Nvidia’s Forecast Just Relit the AI Trade: $78B Next Quarter and “Enough Supply” to Keep Growing

Nvidia just did what it’s been doing for the last few years—beat expectations, raise the bar, and remind the market who’s funding the AI boom’s heartbeat.

In its latest results, the chipmaker reported another huge quarter and then went a step further: it forecast fiscal first-quarter revenue of about $78 billion (±2%), comfortably above Wall Street’s consensus estimate (around the low-$70 billions). The message was unmistakable: the AI demand wave isn’t slowing yet.

The numbers that mattered

Nvidia’s January-ended quarter delivered two things investors obsess over:

  • Revenue: about $68.13 billion, far above last year and ahead of expectations
  • Adjusted EPS: about $1.62, also above estimates
  • Next quarter (April quarter) outlook: $78 billion ±2%

That guidance is the real headline. Nvidia’s earnings already move markets like U.S. jobs data—and this forecast was a clear “still accelerating” signal.

The bigger reassurance: “We’ve secured enough supply”

One of the most important lines in the conversation wasn’t about revenue. It was about capacity and inventory.

Nvidia said it has secured enough chip inventory and foundry capacity to meet demand beyond the next several quarters—an answer to a growing worry that supply constraints at manufacturing partners could choke growth.

There was one caveat: Nvidia indicated shortages could still pressure its gaming segment, even as data center demand stays dominant.

Why Wall Street cares: Big Tech is spending like it’s a national project

Nvidia sits at the center of the hyperscaler capex storm.

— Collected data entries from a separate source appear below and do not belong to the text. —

PR #7237, opened 2016-06-20
[WIP] Support "hiding" ignored parameters from state.

### LINKED ISSUE #516: Storing sensitive values in state files
#309 was the first change in Terraform that I could find that moved to store sensitive values in state files, in this case the `password` value for Amazon RDS. This was a bit of a surprise for me, as previously I've been sharing our state files publicly. I can't do that now, and feel pretty nervous about the idea of storing state files in version control at all (and definitely can't put them on github or anything).

If Terraform is going to store secrets, then some sort of field-level encryption should be built in as well. In the meantime, I'm going to change things around to use https://github.com/AGWA/git-crypt on sensitive files in my repos.

modax:
Add a lifecycle flag "hide_ignored" to remove "ignored" resource
parameters from the final state. While definitely not perfect, this
kind of simple solution should make it possible to prevent sensitive
from being written to tfstate.

"hide_ignored" uses "ignore_changes" list since it does not make sense
to omit non-ignored prameters from state file as it would break terraform
flow.

Fixes #516

The work is not complete yet as it has no tests and documentation. What is more, probably parameter name could be better as well, I'm open to suggestions.

I would just like to hear from development team if you would accept this kind of solution and I should pursue to improve it (won't take long) or just drop the idea. While definitely not perfect, this patch is kind of simple, the flag is opt-in and I think it would be useful for many users out there (me included) as passwords in the state file pose a huge security problem. For example, I can encrypt terraform.tfvars myself to store it securely but I basically have no control of how terraform.tfstate gets stored remotely.

### DIFF
--- a/config/config.go
+++ b/config/config.go
@@ -110,6 +110,7 @@ type ResourceLifecycle struct {
 	CreateBeforeDestroy bool     `mapstructure:"create_before_destroy"`
 	PreventDestroy      bool     `mapstructure:"prevent_destroy"`
 	IgnoreChanges       []string `mapstructure:"ignore_changes"`
+	HideIgnored         bool     `mapstructure:"hide_ignored"`
 }
 
 // Copy returns a copy of this ResourceLifecycle
--- a/config/loader_hcl.go
+++ b/config/loader_hcl.go
@@ -675,7 +675,7 @@ func loadManagedResourcesHcl(list *ast.ObjectList) ([]*Resource, error) {
 		var lifecycle ResourceLifecycle
 		if o := listVal.Filter("lifecycle"); len(o.Items) > 0 {
 			// Check for invalid keys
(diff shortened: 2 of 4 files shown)


stack72:
Hi @modax 

What is the current status of this PR? IS this something you want to proceed with?

Paul

modax:
Hi @stack72,

I still think this approach is not a bad idea (because currently there are no other options) and I'm willing to work on finishing it (if you approve it makes sense). However there is one limitation I noticed that when the "hide_ignored" flag gets removed, the parameter is treated as new and hence might trigger recreation of some resources.

stack72:
Hi

We see your WIP hasn't had any activity for over 28 days, so we're going to close it. We're still interested in taking a look so if it is ready for review/merge, please reopen it. 

Thank you!

Paul

PR #7242, opened 2016-06-20
provider/cloudstack: add affinity_group_names

mcanevet:


builtin/providers/cloudstack/resource_cloudstack_instance.go
```diff
@@ -81,6 +81,15 @@ func resourceCloudStackInstance() *schema.Resource {
 				Set:      schema.HashString,
 			},
 
+			"affinity_group_names": &schema.Schema{
+				Type:     schema.TypeSet,
+				Optional: true,
+				Computed: true,
+				ForceNew: true,
```
svanharmelen: Are you sure changes to the attribute require a new instance to take effect?

svanharmelen:
@mcanevet thanks for the PR! I have two small question and you need to rebase the PR, other then that it looks good.

builtin/providers/cloudstack/resource_cloudstack_instance.go
svanharmelen: Just checked and this is not needed: http://cloudstack.apache.org/docs/api/apidocs-4.8/root_admin/updateVMAffinityGroup.html So we can lose the `ForceNew`

builtin/providers/cloudstack/resource_cloudstack_instance.go
```diff
@@ -81,6 +81,15 @@ func resourceCloudStackInstance() *schema.Resource {
...
+				Elem:     &schema.Schema{Type: schema.TypeString},
+				Set:      schema.HashString,
```
svanharmelen: It does not only make sense, but is also required as the params are mutually exclusive according to the docs: http://cloudstack.apache.org/docs/api/apidocs-4.8/root_admin/updateVMAffinityGroup.html

mcanevet:
@svanharmelen fixed

svanharmelen:
@mcanevet thanks... Noticed the build fails, which is because of the `Computed` flag. Since we do not read back this data in the read func, the `Computed` flag doesn't make much sense here. So it's save to just remove that flag and then we should be good to go...

mcanevet:
@svanharmelen Travis is happy now!

svanharmelen:
Thanks!

Issue #7178, opened 2016-06-15
aws_db_security_group tries to delete the resource while trying to add a new ingress


vivienschilis:
Hi there,

### Terraform Version
Terraform v0.6.16

### Affected Resource(s)
- aws_db_security_group

### Terraform Configuration Files
```hcl
resource "aws_db_security_group" "remote-auto" {
  description = "foo"
  name = "remote-auto"

  ingress {
     cidr = "80.15.144.202/32"
  }
  
  ingress {
     cidr = "120.223.36.167/32"
  }
}
```

### Debug Output
https://gist.github.com/vivienschilis/3b088e7857ef8ca25722efac172bb646

### Panic Output
None

### Expected Behavior
It should have appended a new ingress on the existing security group.

### Actual Behavior
It tries to delete the current security group in order to add new ingress. This will create a downtime to the RDS access. 

Also if the db is already associated with a security group, it will fail deleting it because my db is not yet managed by terraform, that's expected obviously

### Steps to Reproduce
Please list the steps required to reproduce the issue, for example:
1. Add one ingress
2. `terraform apply`
3. Add a second ingress
4. `terraform plan`

### Important Factoids
Running in EC2 Classic

Thanks guys

catsby:
Thanks @vivienschilis – I opened #7245 to address this

vivienschilis:
Thanks @catsby :). It's interesting to the solution!

catsby:
Added in #7245

PR #7245, opened 2016-06-20
provider/aws: Add inplace edit/update DB Security Group Rule Ingress

catsby:
Fixes https://github.com/hashicorp/terraform/issues/7178


stack72:
This LGTM but it would be good to add an acceptance test to prove that it works :)

PR #7249, opened 2016-06-20
core: don't compare map diffs for computed values

jbardin:
Adding a failing test before we decide how to fix this.

issue #7244


jbardin:
This will remove all computed map values from the `InstanceDiff.Same` check. That function (and our diff process) needs some close review in general, but I wanted to add this with the minimal change set possible. 

This will prevent spurious "diffs didn't match during apply" errors caused by computed map values.

phinze:
Nice catch here. LGTM

PR #7258, opened 2016-06-21
docs: Make middleman work offline out of the box

radeksimko:
Details & reasoning behind solution discussed in https://github.com/hashicorp/middleman-hashicorp/pull/28

### Test plan

1. `bundle exec middleman`
2. Go to `http://localhost:4567/downloads.html` to verify there's a single default build

This behaviour is now default no matter if you're online or offline (in `development` environment).

The assumption this is built on is that most contributors/maintainers update content rather than tune downloads page. If anyone needs to verify changes in the downloads page they'll need to do this:

```
set :releases_enabled, true
```

### DIFF
--- a/website/config.rb
+++ b/website/config.rb
@@ -1,7 +1,12 @@
 set :base_url, "https://www.terraform.io/"
 
+configure :development do
+  set :releases_enabled, false
+end
+
 activate :hashicorp do |h|
-  h.name        = "terraform"
-  h.version     = "0.6.16"
-  h.github_slug = "hashicorp/terraform"
+  h.name             = "terraform"
+  h.version          = "0.6.16"
+  h.github_slug      = "hashicorp/terraform"
+  h.releases_enabled = config[:releases_enabled]
 end


jen20:
cc @sethvargo

website/config.rb
```diff
@@ -1,7 +1,12 @@
...
+end
+
 activate :hashicorp do |h|
-  h.name        = "terraform"
-  h.version     = "0.6.16"
-  h.github_slug = "hashicorp/terraform"
+  h.name             = "terraform"
+  h.version          = "0.6.16"
+  h.github_slug      = "hashicorp/terraform"
+  h.releases_enabled = config[:releases_enabled]
```
sethvargo: Do you need to make these changes? I think just setting the config value should be fine?

jen20:
Personally I have no clue about how any of the Middleman stuff works, so I'll leave this discussion as being between @sethvargo and @radeksimko here (or anyone else with sufficient knowledge to determine what the correct course of action is here)!

jen20:
Hi @radeksimko and @sethvargo - not sure if this was ever resolved but I'll close this as it won't merge cleanly anyway. If it's still necessary we can fix it up in future.

PR #6717, opened 2016-05-17
provider/template: convert resources to data sources

apparentlymart:
The template resources don't actually need to retain any state, so they are good candidates to be data sources.

PR #7265, opened 2016-06-22
Force the re-creation of the template resource if its content is modifed

### LINKED ISSUE #6899: template_cloudinit_config needs two applys to propagate a change
Hi there,

Thank you for opening an issue. Please note that we try to keep the Terraform issue tracker reserved for bug reports and feature requests. For general usage questions, please see: https://www.terraform.io/community.html.
### Terraform Version

0.6.16
### Affected Resource(s)
- template_cloudinit_config

``` hcl
resource "template_file" "test" {
  template = "# foo ${bar} baz"
  vars {
    bar = "howdy"
  }
}

resource "template_cloudinit_config" "test" {
  gzip = false
  base64_encode = false

  part {
    content_type = "text/cloud-config"
    content = "${template_file.test.rendered}"
    merge_type = "list(append)+dict(recurse_array)+str()"
  }
}

  ami = "ami-5c207736"
  instance_type = "m3.medium"

  user_data = "${template_cloudinit_config.test.rendered}"
}
```
### Expected Behavior

The second `terraform apply` should change all three resources.
### Actual Behavior

Running `terraform apply` the first time does the right thing.  Then change the value of bar variable in template file.  When doing the second `terraform apply`,  only changes template_file and template_cloudinit_config, but change doesn't propagate to the aws_instance that is using the template_cloudinit_config.  A third `terraform apply` picks up that change.
### Steps to Reproduce
1. `terraform apply` All three resources get created
2. Change the value of bar variable in template_file 
3. `terraform apply` only changes template_file and template_cloudinit_config, but change doesn't propagate to the aws_instance that is using the template_cloudinit_config
4. `terraform apply` The aws_instance finally gets modified

ColinHebert:
Fixes #6899

At the moment the provider makes the assumption that the template can be "modified" (while still being the same resource), this is not going to work as expected because the resource doesn't notify the system to mention that the resource has changed.

In the case of templates, there is no "update" it gets thrown away and recreated.

### DIFF
--- a/builtin/providers/template/resource_cloudinit_config.go
+++ b/builtin/providers/template/resource_cloudinit_config.go
@@ -27,6 +27,7 @@ func resourceCloudinitConfig() *schema.Resource {
 			"part": &schema.Schema{
 				Type:     schema.TypeList,
 				Required: true,
+				ForceNew: true,
 				Elem: &schema.Resource{
 					Schema: map[string]*schema.Schema{
 						"content_type": &schema.Schema{
--- a/builtin/providers/template/resource_cloudinit_config.go
+++ b/builtin/providers/template/resource_cloudinit_config.go
@@ -19,7 +19,6 @@ func resourceCloudinitConfig() *schema.Resource {
 	return &schema.Resource{
 		Create: resourceCloudinitConfigCreate,
 		Delete: resourceCloudinitConfigDelete,
-		Update: resourceCloudinitConfigCreate,
 		Exists: resourceCloudinitConfigExists,
 		Read:   resourceCloudinitConfigRead,
 


jen20:
Hi @ColinHebert! Thanks for opening a pull request. This doesn't look quite correct however - the internal validation of the provider is failing with this changeset:

```
--- FAIL: TestProvider (0.00s)
	provider_test.go:11: err: resource template_cloudinit_config: All fields are ForceNew or Computed w/out Optional, Update is superfluous
FAIL
FAIL	github.com/hashicorp/terraform/builtin/providers/template	0.006s
```

I'll try to fix this up at some point, unless you get a chance to take another look at it!

ColinHebert:
Heh, if I read it correctly, it's complaining about the fact that there is an update path when the fields are by design forcing new resources (therefore the update path is irrelevant).

That's awesome because that's exactly what I want \o/

modax:
Won't this problem go away when template_file is converted to data source so it no longer has state?

apparentlymart:
@modax yes I think you are right here... the `template_file` data source should get refreshed automatically before planning begins and so dependent resources will automatically see the newly-rendered result, without needing to `apply` first.

ColinHebert:
Oh neato!

jen20:
Thanks for the ping on #6717, @apparentlymart! I'll get that reviewed soon.

PR #7270, opened 2016-06-22
provider/dns: Implementing dns provider.

BSick7:
## Purpose

This introduces a provider to read dns records.
This PR is inspired by https://github.com/Shopify/terraform-provider-dns.
Code was adapted from that repository to work as `data` sources instead of `resources`.
## Checklist
- [x] Implement `dns` provider
- [x] Implement `data "dns_a_record"`
- [x] Test `data "dns_a_record"`
- [x] Implement `data "dns_cname_record"`
- [x] Test `data "dns_cname_record"`
- [x] Implement `data "dns_txt_record"`
- [x] ~~Test `data "dns_txt_record"`~~
- [x] Add `dns` provider docs to site

### DIFF
--- a/builtin/providers/dns/data_dns_a_record.go
+++ b/builtin/providers/dns/data_dns_a_record.go
@@ -26,15 +26,6 @@ func dataSourceDnsARecord() *schema.Resource {
 				Default:  true,
 			},
 
-			// Optionally filter IPv6 records from DNS replies.
-			// This is helpful for other resources that do no support IPv6 yet,
-			// such as AWS security groups
-			"ipv4": &schema.Schema{
-				Type:     schema.TypeBool,
-				Optional: true,
-				Default:  false,
-			},
-
 			"addrs": &schema.Schema{
 				Type:     schema.TypeList,
 				Elem:     &schema.Schema{Type: schema.TypeString},
@@ -53,16 +44,13 @@ func dataSourceDnsARecordRead(d *schema.ResourceData, meta interface{}) error {
 	}
 
 	addrs := make([]string, 0)
-	ipv4only := d.Get("ipv4").(bool)
 	sortingEnabled := d.Get("sort").(bool)
 
 	for _, ip := range records {
-		if ipv4only {
-			if ipv4 := ip.To4(); ipv4 != nil {
-				addrs = append(addrs, ipv4.String())
-			}
-		} else {
-			addrs = append(addrs, ip.String())
+		// LookupIP returns A (IPv4) and AAAA (IPv6) records
+		// Filter out AAAA records
+		if ipv4 := ip.To4(); ipv4 != nil {
+			addrs = append(addrs, ipv4.String())
 		}
 	}
 
--- a/builtin/providers/dns/data_dns_a_record.go
+++ b/builtin/providers/dns/data_dns_a_record.go
@@ -1,0 +1,77 @@
+package dns
+
+import (
+	"github.com/hashicorp/terraform/helper/schema"
+	"net"
+	"sort"
+)
+
+func dataSourceDnsARecord() *schema.Resource {
+	return &schema.Resource{
+		Read: dataSourceDnsARecordRead,
+		Schema: map[string]*schema.Schema{
+			"host": &schema.Schema{
+				Type:     schema.TypeString,
+				Required: true,
+			},
+			// Optionally sort A records in alphabetical order.
+			// This is helpful when a name uses round-robin DNS, which may
+			// sort records with multiple addresses in a non-deterministic order.
+			// This random sorting can cause flapping in terraform plans, where
+			// the changes in sort order cause dependent resources to update
+			// despite having no real change in the set of addresses.
+			"sort": &schema.Schema{
+				Type:     schema.TypeBool,
+				Optional: true,
+				Default:  true,
+			},
+
+			// Optionally filter IPv6 records from DNS replies.
+			// This is helpful for other resources that do no support IPv6 yet,
+			// such as AWS security groups
+			"ipv4": &schema.Schema{
+				Type:     schema.TypeBool,
+				Optional: true,
+				Default:  false,
+			},
+
+			"addrs": &schema.Schema{
+				Type:     schema.TypeList,
+				Elem:     &schema.Schema{Type: schema.TypeString},
+				Computed: true,
+			},
+		},
+	}
+}
+
+func dataSourceDnsARecordRead(d *schema.ResourceData, meta interface{}) error {
+	host := d.Get("host").(string)
+
+	records, err := net.LookupIP(host)
+	if err != nil {
+		return err
+	}
+
+	addrs := make([]string, 0)
+	ipv4only := d.Get("ipv4").(bool)
+	sortingEnabled := d.Get("sort").(bool)
+
+	for _, ip := range records {
+		if ipv4only {
+			if ipv4 := ip.To4(); ipv4 != nil {
+				addrs = append(addrs, ipv4.String())
+			}
+		} else {
+			addrs = append(addrs, ip.String())
+		}
+	}
+
+	if sortingEnabled {
+		sort.Strings(addrs)
+	}
+
+	d.Set("addrs", addrs)
+	d.SetId(host)
+
+	return nil
+}
--- a/builtin/providers/dns/data_dns_a_record.go
+++ b/builtin/providers/dns/data_dns_a_record.go
@@ -14,18 +14,6 @@ func dataSourceDnsARecord() *schema.Resource {
 				Type:     schema.TypeString,
 				Required: true,
 			},
-			// Optionally sort A records in alphabetical order.
-			// This is helpful when a name uses round-robin DNS, which may
-			// sort records with multiple addresses in a non-deterministic order.
-			// This random sorting can cause flapping in terraform plans, where
-			// the changes in sort order cause dependent resources to update
-			// despite having no real change in the set of addresses.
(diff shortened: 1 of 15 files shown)


BSick7:
cc @thegedge @burke @dalehamel

BSick7:
Every time I execute my tests, I get
```
testing.go:255: Step 0 error: Check failed: Check 1/2 error: Not found: data.dns_a_record.google
```

@apparentlymart any chance you can weigh in as to why this may be happening (since you built the much loved `data` source)

BSick7:
Nevermind @apparentlymart. I figured it out.
Make sure it's very obvious to consumers that `SetId(...)` must be called in a data source read func.

BSick7:
I don't have a solid way of building acceptance tests for TXT records.
I'm ready for review @stack72

builtin/providers/dns/data_dns_a_record.go
```diff
@@ -0,0 +1,77 @@
...
+			"sort": &schema.Schema{
+				Type:     schema.TypeBool,
+				Optional: true,
+				Default:  true,
+			},
+
+			// Optionally filter IPv6 records from DNS replies.
+			// This is helpful for other resources that do no support IPv6 yet,
+			// such as AWS security groups
+			"ipv4": &schema.Schema{
```
thegedge: Technically speaking, `A` records are only IPV4, and `AAAA` records are IPV6. `net.LookupIP` unfortunately looks like it does both, so should we do the filtering always? Some food for thought.

BSick7: Great feedback. I will remove and always filter.
Perhaps I could add `data "dns_aaaa_record"` next. (which looks likes someone is studdering :smile: )

BSick7: Done.

builtin/providers/dns/data_dns_a_record.go
```diff
@@ -0,0 +1,77 @@
...
+			// This is helpful when a name uses round-robin DNS, which may
+			// sort records with multiple addresses in a non-deterministic order.
+			// This random sorting can cause flapping in terraform plans, where
+			// the changes in sort order cause dependent resources to update
+			// despite having no real change in the set of addresses.
+			"sort": &schema.Schema{
+				Type:     schema.TypeBool,
+				Optional: true,
+				Default:  true,
+			},
```
thegedge: :+1: Good call on determinism here. Any thoughts on making this happen by default? I think a lot of other resources generally do something like that.

thegedge:
Just a quick skim for a review, with a couple of small comments. Thanks for taking the time to make this a data source! We haven't played with data sources yet, but everything does look great. We'll let someone from the team give the extensive review 😄

builtin/providers/dns/data_dns_a_record.go
BSick7: My inner self was telling me to let the developer have the ability to choose.
As you challenge it, I can't honestly think of a case where someone would want to see terraform plans change just because the records changed order.

I am going to remove sort, always sort the records.
If somebody wants different, they can always add it in later.

BSick7: Done. IP addresses are always sorted.

nanoz:
Being able to read SRV records would be so helpful for load balancer configs in a DNS service discovery setup ! :)

radeksimko:
Hi @BSick7 
thanks for the PR.
I just quickly skimmed over the code and a few high-level questions came up to my mind:

I'm thinking the motivation behind this can be to speed up network connections by performing DNS lookup early instead of leaving it up to runtime which is understandable/reasonable. Are there any other motivations behind this provider? More specific use cases would be very helpful.

The significant (probably obvious?) downside - especially in environments like AWS (ignoring EIPs for now) - is that DNS records may change and point to different IPs/names.
Users who don't realise this downside/effect may not realise that translated DNS names/IPs don't get updated until they run `terraform apply`.

I assume this provider just uses default DNS servers set in the system. Was this an intention or do you have any plans on allowing the user to specify DNS servers?

-----

@nanoz Would you mind providing example(s) of load balancer(s) that need to be fed with translated DNS SRV records and can't do the translation/lookup themselves?

thegedge:
@radeksimko I'll fill you in on our use case, and the reason we originally wrote the read-only resource plugin referenced by the OP.

We have an AMI builder on the side, and whenever it built a new AMI it would update a TXT record with the id of that AMI. We didn't need to constantly update our existing instances with new AMIs because chef was making sure everything was up-to-date, so whenever new instances were brought up it would use the latest AMI we built (by creating a new `dns_txt_record` resource).

steve-jansen:
@radeksimko I'm happy to answer your questions on the value of this data provider

@BSick7 and I use [Shopify's custom DNS provider](https://github.com/Shopify/terraform-provider-dns) today to whitelist network egress to third party systems by FQDN.  What's interesting is how stable DNS records can be - we've found in practice that our whitelists resolve to pretty stable IPs.  Our own 3rd parties seem to use virtual IPs on load balancers that are very stable.

I agree that new users could misinterpret how a DNS data resource works in the context of the Terraform plan/apply lifecycle.   Perhaps we just call this out in the doc page for this resource?

For our own use case, Consul checks generate alerts when a whitelisted FQDN is no longer reachable.  This allows us to plan/apply when needed.  We also have the option for Atlas to automatically plan/apply on a schedule.

While it's not a perfect solution, we've found it to be a pragmatic approach that has been better than simply allowing egress on 443 to 0.0.0.0.  We're working on a more robust approach outside Terraform; this is our stopgap until that new approach is ready.  I think others could benefit from this as well.

radeksimko:
@thegedge I see, so basically you are using TXT records to achieve something you can now achieve via https://github.com/hashicorp/terraform/blob/master/website/source/docs/providers/aws/d/ami.html.markdown ?

> @BSick7 and I use Shopify's custom DNS provider today to whitelist network egress to third party systems by FQDN.

That's interesting use case, thanks for sharing it! So your 3rd parties expose something like this https://ip-ranges.amazonaws.com/ip-ranges.json in a form of DNS records?

thegedge:
> @thegedge I see, so basically you are using TXT records to achieve something you can now achieve via https://github.com/hashicorp/terraform/blob/master/website/source/docs/providers/aws/d/ami.html.markdown ?

Yep, that looks like it could probably work, as long as it can be locked down for existing instances (which we prefer to avoid recreating if there's a newer AMI).

BSick7:
> @thegedge I see, so basically you are using TXT records to achieve something you can now achieve via https://github.com/hashicorp/terraform/blob/master/website/source/docs/providers/aws/d/ami.html.markdown ?

That is an awesome data source @radeksimko!

> That's interesting use case, thanks for sharing it! So your 3rd parties expose something like this https://ip-ranges.amazonaws.com/ip-ranges.json (specific to the 3rd party, not AWS, obviously) in a form of DNS records?

Yup! A very topical example is that we have a security group to allow scada egress from our nodes to reach atlas to join the cluster (consul, nomad).

jason-riddle:
Would querying SRV records fall into this as well? Or should I just open a pull request to add that in after this has been merged?

steve-jansen:
@radeksimko do you think this PR might land in Terraform 0.7?

apparentlymart:
I have some use-cases that a DNS provider could help with, though I'd need some additional functionality:

* Make the `TXT` record data source try to parse the value with [the syntax for name/value pairs in DNS-SD](https://tools.ietf.org/html/draft-cheshire-dnsext-dns-sd-11#section-6.3) and expose them as an additional map attribute `dns_sd` if successful. If not successful, I'd just leave the map empty so it can still be used for TXT records that aren't for DNS-SD.
* Support `SRV` records.

As I'm sure you can guess from the above, the use-case is an application of the DNS service discovery protocol that is part of Bonjour, although we're using these conventions in static DNS rather than with multicast/dynamic DNS as is usually the case with Bonjour. We use this as a sort of early-stage service discovery mechanism for some things we need to find in order to bootstrap our Consul clusters. (We're currently using this information only in some provisioning scripts that get run by Terraform, but it'd be pretty cool to be able to use this data within Terraform itself too.)

Certainly not meaning to suggest that this additional scope is required for landing this PR... but something I'd probably add to it in a subsequent PR were it merged. (I'll leave the final call on that to @radeksimko since he's already been reviewing here.)

radeksimko:
FYI: I'm aware this PR was submitted a while back, I'd just appreciate your input in https://github.com/hashicorp/terraform/pull/8299 which may conflict with this PR.

Thanks.

drebes:
Hi, just got aware of this through @radeksimko comment in #8299. The idea of that DNS provider is to update DNS records using TSIG, but I also considered using data providers to query data from the  servers and split the currently single dns_record resource into multiple dns_<type>_record.

I could see we making the credentials optional and bounding the zone to the records, that way I believe we would be able to combine the two providers. But have you considering basing your provider in https://github.com/miekg/dns It's a great library to handle DNS in golang.

steve-jansen:
Hi @radeksimko this PR has been open for many months.  

How can we land this and/or #8299?

catsby:
Hey all – the plan as it stands is to merge #8299 and then combine this PR into the Provider included in it. 

Basically, 8299 has many resources for creating/managing DNS and this PR has data sources, so we'd like both under a single `dns` provider. 

I'll be doing most of the heavy lifting here, but please let me know if you have any concerns or objections.

Thanks!

BSick7:
Closing.
Moving to new PR: https://github.com/hashicorp/terraform/pull/12744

The same week as these results, the market has been fixated on how much money the biggest platforms are pouring into AI infrastructure.

The key point: the biggest customers are still building—and Nvidia’s forecast suggests it’s still capturing that buildout at scale.

The risk everyone’s watching: competition is getting real

Even with blowout guidance, the market is increasingly alert to what “next” looks like:

  • AMD is pushing new flagship AI server platforms and courting the same hyperscalers
  • Google is expanding its TPU strategy and supplying AI compute for major partners
  • More companies are trying to reduce reliance on any one chip supplier

None of that dethrones Nvidia overnight—but it’s why investors now react not just to “beat and raise,” but to how confident Nvidia sounds about staying dominant.

The China question

Nvidia’s China business remains constrained by U.S. export controls and ongoing geopolitical pressure around advanced chips. Nvidia has been careful about how it frames the region, and investors aren’t counting on a quick return to “old China” revenue levels.

What this means for markets

This report wasn’t just a company update—it was a sentiment reset.

For weeks, the market has been wrestling with two anxieties:

  1. Is AI spend too big to justify?
  2. Will AI disrupt software/business models faster than expected?

Nvidia can’t solve the second issue, but it just poured gasoline on the first: the spending is still happening, and the demand is still pulling chips through the system.

Bottom line

Nvidia’s forecast is a powerful statement: AI infrastructure demand remains strong enough to support another massive step up in sales. The company also tried to neutralize the most dangerous near-term worry—supply constraints—by saying it has lined up capacity to keep up.